### Import packages

In [1]:
import pandas as pd
import datetime
import os
import xmltodict
import urllib.request
import gzip
import numpy as np
import copy

### Sitemaps

In [2]:
#read in active sitemaps
basepath = '../data/sitemaps/sitemaps_raw/'

sitemaps_list = []

for filename in os.listdir(basepath):
    if filename.endswith(".gz"): 
        with gzip.open(basepath + filename, 'r') as fd:
            gz = fd.read()
            sitemaps_list.append(xmltodict.parse(gz))

In [3]:
#define function to extract info from sitemap
def getSitemapInfo(sitemap):
    sitemapinfo = []
    for i in range(len(sitemap['urlset']['url'])):
        url = sitemap['urlset']['url'][i]['loc']
        lastmod = sitemap['urlset']['url'][i]['lastmod']
        sitemapinfo.append([url, lastmod])
    return sitemapinfo

In [4]:
#store in dataframe
sitemaps = pd.DataFrame()
for sitemap in sitemaps_list:
    sitemaps = sitemaps.append(getSitemapInfo(sitemap))

In [5]:
#rename columns
sitemaps = sitemaps.rename(columns={0: "url", 1: "last-mod"})

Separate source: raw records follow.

PR #1065, opened 2024-12-12
rfc: add platform support RFC

msanft:
This adds an RFC for platform support and representation in Contrast. This is in very much of a bare-bones stage now, so reviews and critique are welcome.

### DIFF
--- a/rfc/008-platform-support.md
+++ b/rfc/008-platform-support.md
@@ -1,0 +1,102 @@
+# RFC 008: Platform Support
+
+## Objective
+
+Find an in-code representation for Contrast platforms that enables conditionals based on platform features,
+rather than full platform definitions.
+
+## Problem statement
+
+Contrast currently distinguishes between platforms based on their distinct features.
+Taking the `AKS-CLH-SNP` platform as an example, this serialized platform string conveys
+the following information:
+
+- Kubernetes engine: `AKS`
+  - (Implicit: Kata upstream / Microsoft fork)
+- Hypervisor: `CLH`
+- Hardware platform: `SNP`
+
+The user picks such a platform through its serialized string (for example `AKS-CLH-SNP`), and the
+code then implements actions based upon that, such as when writing platform-specific Kata
+configuration values in the [node-installer].
+
+To perform these actions in the code, conditionals based on the platform are necessary.
+
+Currently, platforms are represented as an int alias type:
+
+```go
+type Platform int
+```
+
+The individual platforms thus are represented by instantiations of said type:
+
+```go
+AKSCloudHypervisorSNP Platform = 1
+```
+
+Conditionals thus need to work on full platforms, making them look like:
+
+```go
+// TDX platforms only
+if platform == platforms.K3sQEMUTDX || platform == platforms.RKE2QEMUTDX {
+  // ..
+}
+```
+
+This isn't only cumbersome to  write, but also easy to make errors in. For example when forgetting to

### Convert urls to include /f/

In [11]:
sitemaps_no_fix = sitemaps[sitemaps['url'].str.contains('https://www.gofundme.com/f/')]

In [12]:
sitemaps_to_fix = sitemaps[~sitemaps['url'].str.contains('https://www.gofundme.com/f/')]

In [13]:
new_urls = copy.deepcopy(sitemaps_to_fix['url'].str.replace('https://www.gofundme.com/', 'https://www.gofundme.com/f/'))

In [14]:
sitemaps_to_fix.loc[:,'url'] = new_urls.loc[::]

A value is trying to be set on a copy of a slice from a DataFrame.
Try using .loc[row_indexer,col_indexer] = value instead

See the caveats in the documentation: https://pandas.pydata.org/pandas-docs/stable/user_guide/indexing.html#returning-a-view-versus-a-copy
  self.obj[item_labels[indexer[info_axis]]] = value


In [15]:
sitemaps = sitemaps_no_fix.append(sitemaps_to_fix)

In [16]:
urls_to_fix = []
for url in sitemaps['url']:
    if 'https://www.gofundme.com/f/' not in url:
        urls_to_fix.append(url)

In [1]:
#urls_to_fix

In [18]:
sitemaps = sitemaps[~sitemaps['url'].isin(urls_to_fix)]

In [19]:
urls_to_fix = []
for url in sitemaps['url']:
    if 'https://www.gofundme.com/f/' not in url:
        urls_to_fix.append(url)

In [20]:
urls_to_fix

[]

### Spit combined into chunks of 1000 for scraping and export

In [21]:
#randomize order of urls
sitemaps = sitemaps.sample(frac=1).reset_index(drop=True)

In [24]:
n = 1000  #chunk row size
list_df = [sitemaps[i:i+n] for i in range(0,sitemaps.shape[0],n)]

In [28]:
for i in range(len(list_df)):
    df = list_df[i]
    filename = "../data/sitemaps/sitemaps_csv/sitemaps_" + str(i) + ".csv"
    df.to_csv(filename)